Dataset excerpts:
PR #178, opened 2021-05-11
Free trial copy update

natapg:
Closes WEB-145

### DIFF
--- a/src/components/GetStartedForm/index.tsx
+++ b/src/components/GetStartedForm/index.tsx
@@ -107,7 +107,7 @@ export default function GetStartedForm({ className }: GetStartedFormProps) {
           <CheckSvg className={styles.check} />
           <div>No Credit Card Required</div>
         </li>
-        <li className={styles.treeColumns}>
+        <li className={styles.threeColumns}>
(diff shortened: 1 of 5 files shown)


src/components/GetStartedForm/index.tsx
```diff
@@ -101,15 +101,15 @@ export default function GetStartedForm({ className }: GetStartedFormProps) {
       <ul className={styles.description}>
         <li>
           <CheckSvg className={styles.check} />
-          1K Visitors/Month Free
+          <div>Unlimited Identifications for 30 Days</div>
```
tan-90, line 104: I assume we need the divs to limit the width?

tan-90 (approved):
Looks good to me, only one minor question.

src/components/GetStartedForm/index.tsx
natapg: I added them to delimit the width of each column, but maybe not necessary, let me try

natapg: You're right, no need to add the divs.
I added them at the beginning because I needed them but then I used another approach, thanks @tan-90

PR #180, opened 2021-05-13
Changed author style to match figma

tan-90:


src/templates/long-form-content.module.scss
```diff
@@ -26,22 +26,22 @@
...
+  @include media('>1250px') {
     position: absolute;
     flex-direction: column;
 
     margin-top: 16rem;
 
-    // Container padding - user component width
-    left: calc(50vw - 680px / 2 - 320px);
+    // Container padding to match header
+    left: unquote('max(3rem, 50vw - 1232px / 2)');
```
Lisenish, line 36: Maybe we should use a variable for this? Or it's impossilbe? 
But a proper way to do this would be probably to refactor layout to use grid and 3 columns for this, so we don't depend directly on the some padding value

Lisenish (approved):

src/templates/long-form-content.module.scss
tan-90: Maybe we could have a mixin for calculating the container padding. But I do agree that a permanent solution would probably be to refactor the layout and use 3 columns.

PR #182, opened 2021-05-13
fix: reduced queried image size for user avatar

tan-90:


Lisenish (approved):

src/templates/long-form-content.tsx
```diff
@@ -63,7 +63,7 @@ export const pageQuery = graphql`
             role
             photo {
               childImageSharp {
-                fluid(maxWidth: 2048, quality: 100) {
+                fluid(maxWidth: 192, quality: 100) {
```
Lisenish, line 66: Btw, wouldn't it better just use fixed? Since I think it's actually fixed size image

Lisenish (approved):

PR #183, opened 2021-05-14
feat: added banner to pricing page

natapg:
Closes WEB-149


tan-90 (approved):
Looks good to me.

src/pages/pricing/Pricing.module.scss
```diff
@@ -195,3 +195,7 @@
     }
   }
 }
+
+.bannerSection {
+  padding: 5rem 0;
```
Lisenish, line 200: I think we should start avoiding using rem's for anything but typography since it would be pretty hard to do everything pixel perfect according to the mocks.

Lisenish: @tan-90 @natapg FYI

Lisenish (approved):
@natapg Nice job 👍

src/pages/pricing/Pricing.module.scss
tan-90: I use this: https://nekocalc.com/px-to-rem-converter. Our base font size is 8px.

natapg: You mean to measure the distance in pixels in the mock and use that value instead of rems to be more precise?

natapg: image

natapg: thanks for the page @tan-90 , in this case there are 19rems = 152px quite close but not the same

natapg: fixed

Lisenish: @natapg Thanks, I wanted to discuss it in general also didn't even mean.
Btw

@tan-90 Yeah I actually wanted to avoid  jumping through such hoop. But I googled a bit an there're actually pretyy obvious and simple solution:
```
@function rem($size) {
  @return $size / 16px * 1rem;
}
```

@tan-90 @natapg we may use this function and still provide px values but we will preserve accessibility advantages of `rem`. WDYT?

tan-90: > You mean to measure the distance in pixels in the mock and use that value instead of rems to be more precise?

When using REMs in general, even if we move away from it, it will still be quite useful for typography.

tan-90: > @natapg Thanks, I wanted to discuss it in general also didn't even mean.
> Btw
> 
> @tan-90 Yeah I actually wanted to avoid jumping through such hoops. But I googled a bit an there're actually pretyy obvious and simple solution for SCSS:
> 
> ```
> @function rem($size) {
>   @return $size / 16px * 1rem;
> }
> ```
> 
> @tan-90 @natapg we may use this function and still provide px values but we will preserve accessibility advantages of `rem`. WDYT?
> 
> (Need to change base size to 8px of course, btw we have pretty low base for font size, strange )

I like this, would be very practical. The tool helps, but doing a conversion every time takes a bit of time, so going with this could be the best of both worlds.

tan-90: I think the small font size is a leftover from before the migration to gatsby. I remember the text being a lot smaller at first and then we adjusted the typography.

Lisenish: @natapg @tan-90 Ok let's add this function in this PR and start using it and we can merge it already, we have even 2 approvals here

natapg: @Lisenish @tan-90 sorry guys I was out, I've made the changes (added a functions scss file with the function)

@tan-90 I can't merge it (I'm not authorized) if the changes are ok please do it :)

tan-90: I'm also not authorized. @Lisenish

PR #184, opened 2021-05-17
fix: fix google console redirect error report

Lisenish:
Google reported in Search Console that we have incorrect redirect on http://www.fingerprintjs.com


natapg (approved):
LGTM

tan-90 (approved):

About this task: In the records above, find each line with the string "them" and list it.

Answer to this task:
natapg: I added them to delimit the width of each column, but maybe not necessary, let me try
I added them at the beginning because I needed them but then I used another approach, thanks @tan-90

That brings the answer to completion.